Stored items -
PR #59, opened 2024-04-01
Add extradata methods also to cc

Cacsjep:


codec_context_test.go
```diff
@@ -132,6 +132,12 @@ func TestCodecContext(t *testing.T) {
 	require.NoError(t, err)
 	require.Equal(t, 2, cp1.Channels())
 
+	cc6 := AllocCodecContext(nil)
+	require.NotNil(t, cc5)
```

What you should do - Within the data above, pick out all lines holding the word "require".

Answer section -
 	require.NoError(t, err)
 	require.Equal(t, 2, cp1.Channels())
+	require.NotNil(t, cc5)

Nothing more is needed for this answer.